Combine multiple bag-of-words or bag-of-n-grams models



newBag= join(bag)combines the elements in the arraybagby merging the frequency counts. The function combines the elements along the first dimension not equal to 1.

newBag= join(bag,dim)combines the elements in the arraybag along dimension dim.


Create an array of two bags-of-words models from tokenized documents.

str = [..."an example of a short sentence""a second short sentence"]; documents = tokenizedDocument(str); bag(1) = bagOfWords(documents(1)); bag(2) = bagOfWords(documents(2))
bag=1×2 object1x2 bagOfWords array with properties: Counts Vocabulary NumWords NumDocuments

Combine the bag-of-words models usingjoin.

bag = join(bag)
bag = bagOfWords with properties: Counts: [2x7 double] Vocabulary: ["an" "example" "of" "a" "short" ... ] NumWords: 7 NumDocuments: 2

If your text data is contained in multiple files in a folder, then you can import the text data and create a bag-of-words model in parallel usingparfor.

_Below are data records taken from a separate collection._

PR #2734, opened 2024-06-26
Update document because `local_` no longer mean local returning

riaqn:
Update document in accordance to #2669 . Revised according to #2727


goldfirere:
What’s the relationship between this PR and #2727? They seem to achieve the same result.

riaqn:
That one is now closed (because I messed up the branch name)

ncik-roberts (approved):

PR #2847, opened 2024-07-24
Fix ocamlformat CI

dvulakh:
The ocamlformat CI doesn't actually detect poorly formatted files in the flambda2 and cfg codebases.


dvulakh:
I thought I saw a commit pass that should not have, but can't replicate, so closing now.

PR #2849, opened 2024-07-25
Polling: more tests

xclerc:
This pull request is adding a couple of
test for the polling insertion phase, and
to do so modifies the way polling errors
are reported.

### DIFF
--- a/ocaml/testsuite/tests/polling/polling.ml
+++ b/ocaml/testsuite/tests/polling/polling.ml
@@ -13,7 +13,7 @@ let[@poll error] loop_alloc x =
 
 let[@poll error] loop_no_alloc x =
   for _ = 0 to x do
-    ()
+    ignore(Sys.opaque_identity(ref 42))
   done
 ;;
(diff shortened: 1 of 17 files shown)


ocaml/testsuite/tests/polling/polling.ml
```diff
@@ -0,0 +1,27 @@
...
+
+let[@poll error] loop_alloc x =
+  for _ = 0 to x do
+    ignore(Sys.opaque_identity(ref 42))
+  done
+;;
+
+let[@poll error] loop_no_alloc x =
+  for _ = 0 to x do
+    ()
```
mshinwell, line 16: One day we might be able to detect that this loop can be deleted, so I would put something like `ignore (Sys.opaque_identity 42)` in the middle of it.

mshinwell (approved):
Just one thing to fix, then please merge

gretay-js:
@xclerc  should we merge this?

PR #2851, opened 2024-07-25
Use map for finding signature item; add classes to substitution

smjleo:
Defines a new `Sig_map` and uses this to find modules, module types, etc instead of iterating through signature (which is costly, especially since we need to do this for every signature item).

### DIFF
--- a/ocaml/typing/typemod.ml
+++ b/ocaml/typing/typemod.ml
@@ -113,6 +113,71 @@ type modtype_decl_context =
   (** We are checking a struct, with a given expected signature (used for inferring
       module types when we see a [module type S = _]) *)
 
+(** Map of items in a signature (similar to an [Env.t] after [Env.add_signature]), but
+    only indexed by the item's name as a string. This avoids us having to iterate through
+    an [expected_sig] to find the declaration we are looking for in [type_str_item]. *)
+module Sig_map = struct
+  type t = {
+    values: (Ident.t * value_description) String.Map.t;
+    types: (Ident.t * type_declaration) String.Map.t;
+    modules: (Ident.t * module_declaration) String.Map.t;
+    module_types: (Ident.t * modtype_declaration) String.Map.t;
+    classes: (Ident.t * class_declaration) String.Map.t;
+    class_types: (Ident.t * class_type_declaration) String.Map.t;
+  }
+
+  let empty = {
+    values = String.Map.empty;
+    types = String.Map.empty;
+    modules = String.Map.empty;
+    module_types = String.Map.empty;
+    classes = String.Map.empty;
+    class_types = String.Map.empty;
+  }
+
+  let add_value id value map =
+    { map with values = String.Map.add (Ident.name id) (id, value) map.values }
+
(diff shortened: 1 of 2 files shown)


ocaml/typing/typemod.ml
```diff
@@ -3354,7 +3419,8 @@ and type_structure ?(toplevel = None) ~expected_sig funct_body anchor env sstr =
              classes []),
         shape_map,
         new_env,
-        subst
+        add_expected_class_type_to_subst expected_sig clty_ids ty_ids subst
+
```
riaqn, line 3423: empty line

ocaml/typing/typemod.ml
```diff
@@ -3298,15 +3362,14 @@ and type_structure ?(toplevel = None) ~expected_sig funct_body anchor env sstr =
...
-          in
           match expected_sig with
           | None -> In_structure None
-          | Some sg -> In_structure (List.find_map get_modtype_decl sg)
+          | Some expected_sig ->
+            begin match Sig_map.find_module_type pmtd.pmtd_name.txt expected_sig with
+              | None -> In_structure None
+              | Some (_, decl) ->
+                  In_structure (Some (Subst.modtype_declaration Keep subst decl))
+            end
```
riaqn, line 3372: minor formatting nit: insert two extra space indentation

riaqn (approved):
Looks good - feel free to merge after fixing the minor formatting nits.

ocaml/typing/typemod.ml
riaqn: Also, might be worthwhile commenting at the definition of `In_structure` that the expected modtype decl has gone through substitution.

ocaml/typing/typemod.ml
```diff
@@ -113,6 +113,71 @@ type modtype_decl_context =
...
+      | Sig_type (id, decl, _, _) -> add_type id decl map
+      | Sig_typext _ -> map
+      | Sig_module (id, _, decl, _, _) -> add_module id decl map
+      | Sig_modtype (id, decl, _) -> add_module_type id decl map
+      | Sig_class (id, decl, _, _) -> add_class id decl map
+      | Sig_class_type (id, decl, _, _) -> add_class_type id decl map
+    in
+    List.fold_left add_item map sg
+
+  let _find_value name map = String.Map.find_opt name map.values
```
riaqn, line 168: Let's remove this function if it's not used. Similar for `_find_class`.

ocaml/typing/typemod.ml
smjleo: Sorry, I'm not sure what you mean about the spacing - where should I add the spaces? The file seems to use a number of conflicting conventions.

riaqn: I meant to add two extra space indendation to the quoted five lines of code.

You are right that the file is not consistent in this regards - and I'm guilty for some of that. Regardless, new code should try to follow the rules.

smjleo: Ah I see now - thanks!

PR #2852, opened 2024-07-25
Propagate original fn application position through the typetree into the backend

tylerhou:
We record the original function application position on the translation from Parsetree to Typetree in the same place where we infer `Nontail`, `Tail`, or `Default` application. `flambda2` also contains a `position` field on its `apply` record; from `flambda2` onwards we call the new record field `original_position` to distinguish it from the application position post optimization.


ocaml/testsuite/tests/typing-tailcalls/propagate_original_position.ml
dvulakh, line 1: Now that we also propagate whether the call was in tail position to begin with, it might be good to add a version of each test where the `foo` call is not syntactically tail (e.g. via `let x = foo () [@tail hint] in x`).

dvulakh (changes requested):
Looks good overall! Looking forward to seeing the graph analysis.

I only double-checked a handful of the incidental changes to surrounding tests, but they looked right.

ocaml/testsuite/tests/typing-tailcalls/propagate_original_position.ml
tylerhou: Done.

dvulakh (approved):

PR #2855, opened 2024-07-26
Make all register allocation parameters optional

xclerc:
As per title.

(Having mandatory parameters is useful for
the developer, ensuring everything is explicit
set, but of course this instead puts the burden
on the user.)

### DIFF
--- a/backend/regalloc/regalloc_gi_utils.ml
+++ b/backend/regalloc/regalloc_gi_utils.ml
@@ -49,6 +49,8 @@ module Priority_heuristics = struct
     | Interval_length
     | Random_for_testing
 
+  let default = Interval_length
+
   let all = [Interval_length; Random_for_testing]
 
   let to_string = function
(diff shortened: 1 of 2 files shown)


backend/regalloc/regalloc_gi_utils.ml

If you have Parallel Computing Toolbox™ installed, then theparforloop runs in parallel, otherwise, it runs in serial. Usejoin将一系列单词型型号结合到一个型号中。

从一个文件集中创建一个单词范围的模型。示例十四行诗具有文件名”exampleSonnetN.txt", whereN十四行诗的数量。Get a list of the files and their locations usingdir.

fileLocation = fullfile(matlabroot,'例子','textanalytics','数据','exampleSonnet*.txt'); fileInfo = dir(fileLocation);

Initialize an empty bag-of-words model and then loop over the files and create an array of bag-of-words models.

bag = bagOfWords; numFiles = numel(fileInfo);parfori = 1:numFiles f = fileInfo(i); filename = fullfile(f.folder,f.name); textData = extractFileText(filename); document = tokenizedDocument(textData); bag(i) = bagOfWords(document);end
Starting parallel pool (parpool) using the 'local' profile ... Connected to the parallel pool (number of workers: 4).

Combine the bag-of-words models usingjoin.

bag = join(bag)
bag = bagOfWords with properties: Counts: [4x276 double] Vocabulary: ["From" "fairest" "creatures" "we" ... ] NumWords: 276 NumDocuments: 4

Input Arguments

一系列字袋或n-grams型号,指定为bagOfWords大批or abagOfNgrams大批. Ifbagis abagOfNgrams大批, then each element to be joined must have the same value for theNgramLengthsproperty.

Dimension along which to join models, specified as a positive integer. Ifdim未指定,那么默认值是一个不等于1的大小的第一个维度。

Output Arguments

Output model, returned as abagOfWords对象或一个bagOfNgramsobject. The type ofnewBagis the same as the type ofbag.newBaghas the same data type as the input model and has a size of 1 along the dimension being joined.